Mais de 30% do preço de um automóvel médio são impostos.
Como se não bastasse, desde 2009 é muito mais caro legalizar um carro usado importado.
Mais de 60% do preço dos combustíveis são impostos.
A sua indignação podia começar por aí.
Em termos de preço para o consumidor, temos os carros e os combustíveis entre os 5 mais caros da Europa.
Quanto ao resto, concordo que seria desejável usar menos o automóvel, mas para isso temos que esperar que as transportadores (na maior parte públicas) em conjugação com o poder local nos consigam trazer um serviço de transportes de qualidade.
Mas num mercado sem concorrência, a mudança tarda sempre mais a chegar.
acabei de verificar os preços de hoje, e portugal não estava nos 5 primeiros.
se procurar as médias semestrais, mais longe do top5 estará (pode ver no eurostat por exemplo)
quanto ao peso dos impostos, nunca viu um estudo sobre o custo total do uso do automóvel,pois não? quando pago uma maça, pago tudo os custos da sua produção. associado ao automóvel há um custo enorme associado para lá do simples veículo e combustíveis (estradas, manutenção das estradas, semáforos, sinais, polícia, custos ambientais, custos de saúde, etc.)
MC,
Concordo que há um elemento de escolha individual no processo de suburbanização. Eu também optei por morar sempre no Porto e estive sempre em casas baratas. Sei que, actualmente, existem opções económicas para quem pretende viver no centro das áreas metropolitanas (embora essas opções se limitem largamente a apartamentos pequenos). As estatísticas, contudo, mostram que a descida do preço das casas (o lado positivo da crise do imobiliário) não foi suficiente para evitar a sangria populacional. Seja pelos preços (ainda!) mais baratos, seja pela maior dimensão média das habitações, seja pelo conforto (tendo em conta que as casas nos centros são normalmente antigas e trazem vários problemas), as pessoas continuam a preferir, no geral, ir viver para fora da cidade onde trabalham.

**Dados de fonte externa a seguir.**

PR #2342, opened 2024-09-16
feat: add _trustedboot and _ephemeral features

nkraetzschmar:
_trustedboot provides the core trustedboot functionality; it requires an additional feature to provide handling of mutable data

_ephemeral provides the default implementation of this, it is implemented in a seperate feature to allow overriding with alternatives (using feature excludes)


features/_trustedboot/file.include/etc/update-motd.d/25-secureboot
```diff
@@ -0,0 +1,16 @@
...
+efivars_path=/sys/firmware/efi/efivars/SecureBoot-8be4df61-93ca-11d2-aa0d-00e098032b8c
+
+if [ -f "$efivars_path" ]; then
+	secureboot_state="$(od -An -j4 -N1 -t u1 "$efivars_path" | tr -d ' ')"
+fi
+
+if [ "$secureboot_state" = 1 ]; then
+	printf 'secureboot: \e[32menabled\e[0m\n'
+else
+	printf '\n    \e[37;41m┏━━━━━━━━━━━━━━━━━━━━━━━━━━━━━━━━━━━━┓\e[0m\n    \e[37;41m┃                                    ┃\e[0m\n    \e[37;41m┃    !!! secureboot disabled !!!     ┃\e[0m\n    \e[37;41m┃                                    ┃\e[0m\n    \e[37;41m┗━━━━━━━━━━━━━━━━━━━━━━━━━━━━━━━━━━━━┛\e[0m\n\n'
```
Akendo, line 15: Should we not have this called trustedboot?

Akendo (changes requested):
Please add some `README.md` to the features. Take a look at [kvm](https://github.com/gardenlinux/gardenlinux/tree/b243a1726a14c8dd070b0319b0e4c09b82f9c32e/features/kvm)

features/_trustedboot/exec.post
```diff
@@ -0,0 +1,17 @@
...
+
+mkdir -p "$rootfs/etc/gardenlinux"
+
+rm -rf "$rootfs/opt"
+ln -sT /var/opt "$rootfs/opt"
+
+rm -rf "$rootfs/home"
+ln -sT /var/home "$rootfs/home"
+
+for key in pk null.pk kek db; do
```
Akendo, line 15: Where do we get this files from?

features/_trustedboot/file.include/etc/kernel/cmdline.d/99-no-gpt-auto.cfg
Akendo, line 1: Why do we disable the `systemd.gpt_auto` feature?

features/_ephemeral/file.include/etc/systemd/system/ephemeral-cryptsetup.service
```diff
@@ -0,0 +1,12 @@
...
+Requires=systemd-repart.service
+After=systemd-repart.service
+DefaultDependencies=no
+
+[Service]
+Type=oneshot
+RemainAfterExit=yes
+ExecStart=/usr/sbin/cryptsetup open --type plain --cipher aes-xts-plain64 --key-size 512 --key-file /dev/urandom /dev/disk/by-partlabel/EPHEMERAL ephemeral
+ExecStart=/usr/bin/dd if=/dev/zero of=/dev/mapper/ephemeral bs=1M count=1
+ExecStart=/usr/sbin/mkfs.ext4 -O '^has_journal' /dev/mapper/ephemeral
```
Akendo, line 11: Why do we need this option?

features/_trustedboot/convert.raw~esp.tar
```diff
@@ -0,0 +1,45 @@
+#!/usr/bin/env bash
+
+set -euo pipefail
+
+input="$1"
+output="$2"
+
+esp_dir="$(mktemp -d)"
+mount -t tmpfs -o size="$TEMPFS_SIZE" tmpfs "$esp_dir"
```
Akendo, line 9: Where do we set `TEMPFS_SIZE`?

features/_trustedboot/file.include/etc/tmpfiles.d/var-home.conf
```diff
@@ -0,0 +1 @@
+d /var/home 0755 - - -
```
Akendo, line 1: This seems too permissive for a home folder.

features/_trustedboot/file.include/etc/update-motd.d/25-secureboot
```diff
@@ -0,0 +1,16 @@
+#!/usr/bin/env bash
+
+set -eufo pipefail
+
+secureboot_state=0
+efivars_path=/sys/firmware/efi/efivars/SecureBoot-8be4df61-93ca-11d2-aa0d-00e098032b8c
```
Akendo, line 6: Could that path change?

features/_trustedboot/file.include/usr/bin/repart-esp-disk
```diff
@@ -0,0 +1,13 @@
...
+
+set -eufo pipefail
+
+efi_part_dev="$(realpath "$1")"
+efi_part_name="$(basename "$efi_part_dev")"
+
+disk_name="$(basename "$(realpath "/sys/class/block/$efi_part_name/..")")"
+disk_dev="/dev/$disk_name"
+
+echo | sfdisk "$disk_dev"
```
Akendo, line 11: Are we creating an empty partition here? Maybe some expiation could be helpful why.

features/_trustedboot/file.include/usr/lib/dracut/modules.d/99sysroot-loop/module-setup.sh
```diff
@@ -0,0 +1,27 @@
...
+	What=/root.img
+	Where=/sysroot
+	Type=erofs
+	EOF
+
+	mkdir -p "$initdir/etc/systemd/system/initrd-root-fs.target.requires"
+	ln -s "$initdir/etc/systemd/system/sysroot.mount" "$initdir/etc/systemd/system/initrd-root-fs.target.requires/"
+
+	inst /root.img /root.img
+	instmods erofs
```
Akendo, line 26: Just as a logic, should we not start with a modprobe first?

features/_trustedboot/file.include/usr/lib/systemd/system-generators/detect-disk-by-efivars
```diff
@@ -0,0 +1,45 @@
+#!/usr/bin/env bash
+
+set -eufo pipefail
+
+efi_part_uuid="$(cat /sys/firmware/efi/efivars/LoaderDevicePartUUID-4a67b082-0a4c-41cf-b6c7-440b29bb8c4f | tail -c +4 | tr -cd '[:print:]' | tr '[:upper:]' '[:lower:]')"
```
Akendo, line 5: Can this part change?

features/_trustedboot/file.include/etc/kernel/cmdline.d/99-no-rd-shell.cfg
Akendo, line 1: Maybe you add why we do not like to have this here. It might be not, obviously.

features/_trustedboot/image.esp.tar
```diff
@@ -0,0 +1,144 @@
...
+
+mkdir "$esp_dir/EFI/Linux"
+mv "$uki_signed" "$esp_dir/EFI/Linux/$BUILDER_CNAME+3.efi"
+
+esp_tar="$(mktemp)"
+
+find "$esp_dir" -mindepth 1 -printf '%P\n' | tar --create --mtime="@$BUILDER_TIMESTAMP" --sort name --numeric-owner --pax-option=exthdr.name=%d/PaxHeaders/%f,delete=atime,delete=ctime --directory "$esp_dir" --no-recursion -T - > "$esp_tar"
+rm -rf "$esp_dir"
+
+cp --sparse always "$esp_tar" "$output"
```
Akendo, line 141: Why do we need this?

features/_trustedboot/image.esp.tar
Akendo, line 1: I have a hard time to understand when this file is invoked. I would love to see this with some function and a main function. I feel like that main steps can be put into function without much effort.

features/_trustedboot/convert.raw~esp.tar
Akendo, line 1: Maybe we can make the code into some function and add it into a main function?

Akendo (changes requested):
First, this is great work! 

I've added some more comments. This change is huge and not simple to get. I might need some more details to get this.

features/_trustedboot/file.include/etc/update-motd.d/25-secureboot
nkraetzschmar: nope, our naming is that trustedboot = secureboot + immutability. the feature has both, this check is just a runtime check to test if the host we are running on was actually bootet with sec boot enabled.

features/_trustedboot/convert.raw~esp.tar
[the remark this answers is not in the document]
nkraetzschmar: no, the suffix here is explicitly required by the builder, the suffix of the convert script is used to determine which script to use to produce each target artifact

nkraetzschmar:
> Please add some `README.md` to the features. Take a look at [kvm](https://github.com/gardenlinux/gardenlinux/tree/b243a1726a14c8dd070b0319b0e4c09b82f9c32e/features/kvm)

that's part of #2344 since it is a combined doc for both trustedboot and tpm, so would make no sense to have this here already

features/_trustedboot/exec.post
nkraetzschmar: builder maps in the cert folder

features/_trustedboot/file.include/etc/kernel/cmdline.d/99-no-gpt-auto.cfg
nkraetzschmar: to have explicit control over what gets mounted where. otherwise an attacker could conceivably create a malicious disk with our ESP and an attacker controlled usr partition that would be detected by systemd gpt auto fstab generator => mounted over our root => inject mallicious replacements for binaries in the boot chain.

plus we don't need it anyways, so should also marginally reduce bootup latency

features/_ephemeral/file.include/etc/systemd/system/ephemeral-cryptsetup.service
nkraetzschmar: We don't strictly need it, but this is a performance tuning measure. the disk get's discarded on each boot anyways so keeping a journal only adds unnecessary overhead and decreases write performance

features/_trustedboot/convert.raw~esp.tar
nkraetzschmar: builder

nkraetzschmar: [builder](https://github.com/gardenlinux/builder/blob/357fbe01a5a95854ccb5065c28fc6eca13466a46/build#L121)

features/_trustedboot/file.include/etc/update-motd.d/25-secureboot
nkraetzschmar: nope, that's how efivars work, they are store in firmware under 2 keys, vedor UUID + name, and the linux kernel maps this to `$name-$uuid` in the efivars fs

only if the kernel ever decides to change this, but "don't break userspace", so not likely
the secureboot UUID is part of EFI spec, so this won't change unless some new EFI version with new incompatible spec

features/_trustedboot/file.include/usr/bin/repart-esp-disk
nkraetzschmar: This is to handle a resized disk, so when our small disk image got imaged to a larger disk. now the secondary GPT table won't be at the end of the disk anymore.

we are essentially applying an identity transform on the disk with sfdisk, however, even when not making changes sfdisk will always fix up the secondary GPT table to be at the end of the disk.

nkraetzschmar: added a comment to clarify

features/_trustedboot/file.include/usr/lib/dracut/modules.d/99sysroot-loop/module-setup.sh
nkraetzschmar: that should all be handled by dracut, this is not code that is actually run on the target system, just the logic dracut uses to generate the initrd. instmods here is some dracut specific magic, dracut handles all the details for us.

features/_trustedboot/file.include/usr/lib/systemd/system-generators/detect-disk-by-efivars
nkraetzschmar: same as with the secboot vars, except these are defined by the systemd / UAPI group boot loader spec. so far more likely to change than the EFI spec, but still small enough chance to bet on it being fixed.

features/_trustedboot/file.include/etc/kernel/cmdline.d/99-no-rd-shell.cfg
nkraetzschmar: was a finding by anvil in the sec audit of the old secboot / readonly features. if you can somehow cause the boot process to glitch (was easily feasible in the old design, probably way harder now) and you get dropped into an emergency shell you could use it to get around the trustedboot architecture by now just mounting whatever you want with full access to the machine and even worse the TPM state

features/_trustedboot/image.esp.tar
nkraetzschmar: we could also just directly write the tar to $output, but this way, if there are any sparse files inside the tar (quite likely) they well also be stored spares on disk inside the tar. otherwise tar will happily write explicit zero bytes there rather than allocate holes

Akendo (approved):
Thanks for all the info. Thinks make sense.

PR #2346, opened 2024-09-16
add aws_trustedboot and aws_trustedboot_tpm2 to platform tests

nkraetzschmar:


features/base/test/test_basics.py
```diff
@@ -40,7 +40,7 @@ def test_ls(client):
 
 def test_startup_time(client, non_chroot, non_kvm, non_azure):
     """ Test for startup time """
-    tolerated_kernel_time = 15
```
Akendo, line 43: Please add why this is the case, since yestday I know why. But let other know.

Akendo (approved):

features/base/test/test_basics.py
nkraetzschmar: since the initrd now contains the entire rootfs (although compressed) the kernel naturally takes longer before giving control to userspace, since it needs to unpack the initrd first. this should not negatively impact total boot time though (in all test boot time was the same or better) since we are only moving tasks from user space to kernel space.

PR #2360, opened 2024-09-19
feat: enable trustedboot tests on AWS arm

nkraetzschmar:


Akendo:
I may get here the change wrong, but you're just removing things? Is this change complete or still a draft?

nkraetzschmar:
it's complete, we used to exclude running trustedboot tests on arm since aws did not support tpm yet on arm, but now they do, so might as well enable it

nkraetzschmar:
no longer needed, replaced by https://github.com/gardenlinux/gardenlinux/blob/f8b532ff0a3e4e86a412cebce41038d01b379530/flavors.yaml#L73

PR #2409, opened 2024-10-15
 create releases in GLRD for nightly and patch releases

yeoldegrove:

- This PR introduces wrapper scripts to run `bin/glrd` and `bin/glrd-create` from https://github.com/gardenlinux/glrd within Makefiles or workflows.
- nightly builds now creates GLRD releases [f223b59](https://github.com/gardenlinux/gardenlinux/pull/2409/commits/e5b11a9f72dd4d1c55c16f66f3c1cbfe6956cf91)
- patch releases now create GLRD releases [88e1352](https://github.com/gardenlinux/gardenlinux/pull/2409/commits/ff32cc7aedafd218e8e693ed843426cce802cb58)
  - the unused `beta` releases are removed and `dev` releases are possible now
  - No github releases will be created for `dev` releases, only a GLRD entry.


bin/glrd
```diff
@@ -0,0 +1,15 @@
+#!/usr/bin/env bash
+cmd=$(basename "${0}")
+args="$*"
+if [ -z "${GARDENLINUX_BUILD_CRE}" ]; then
+    GARDENLINUX_BUILD_CRE="sudo podman"
```
fwilhe, line 5: why is sudo required here (by default)?

bin/glrd-manage
```diff
@@ -0,0 +1 @@
+glrd
```
fwilhe, line 1: what's the use-case for this script?

fwilhe (commented):
looks good on a first sight, leaving some time for others to review

bin/glrd
yeoldegrove: This is "comman practice" in other places, too:
https://github.com/gardenlinux/gardenlinux/blob/c8b506dd79bd1fc6f8f10a7bf3e2d2eef625f3a9/bin/start-vm#L98
https://github.com/gardenlinux/gardenlinux/blob/c8b506dd79bd1fc6f8f10a7bf3e2d2eef625f3a9/.github/workflows/platform-test-images.yml#L83
https://github.com/gardenlinux/gardenlinux/blob/c8b506dd79bd1fc6f8f10a7bf3e2d2eef625f3a9/.github/workflows/build_container.yml#L19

Defendo que há duas medidas que as autoridades centrais devem tomar aqui. Uma é promover a recuperação dos centros, o que implica também restringir a nova construção. Em poucos anos poderíamos ter um mercado de arrendamento a funcionar que atraísse mais jovens em início de vida para a cidade central. Outra medida, complementar da primeira, é a penalização do tráfego inter-urbano, pela criação de portagens urbanas e pela cobrança de estacionamento. Tudo isto tem de ser articulado com a melhoria dos transportes públicos, claro.
Carlos,
Face aos custos enormes da automobilidade, creio que os impostos pagos sobre os carros e a gasolina são uma pechincha. Com isto não defendo um aumento destes impostos, porque penso que há que investir seriamente em alternativas de transporte antes de penalizar mais o transporte individual, mas também não defendo a sua diminuição. Também acho que seria justo que a receita do imposto sobre combustíveis revertesse para o financiamento dos transportes públicos.
Quanto à concorrência, penso que se vir a realidade deplorável dos transportes colectivos privados verá como este é claramente um sector que deve estar sob o domínio público.
Clarificando, necessitamos de investir em melhores transportes colectivos e de penalizar o uso do transporte individual. Estes dois eixos são complementares e podem ser implementados simultaneamente.
kandimba,
concordo com todas as medidas que referes e vou mais longe. defendo uma penalização bem forte (este governo introduziu pela primeira vez uma, mas insuficiente) para proprietários que tenham fogos abandonados no centro. na holanda, após um ano de abandono, a casa pode ser ocupada legalmente.
apenas referi a escolha pessoal, porque não concordei quando restringeste a tua análise apenas a pessoas que tem uma boa rede de transportes à porta.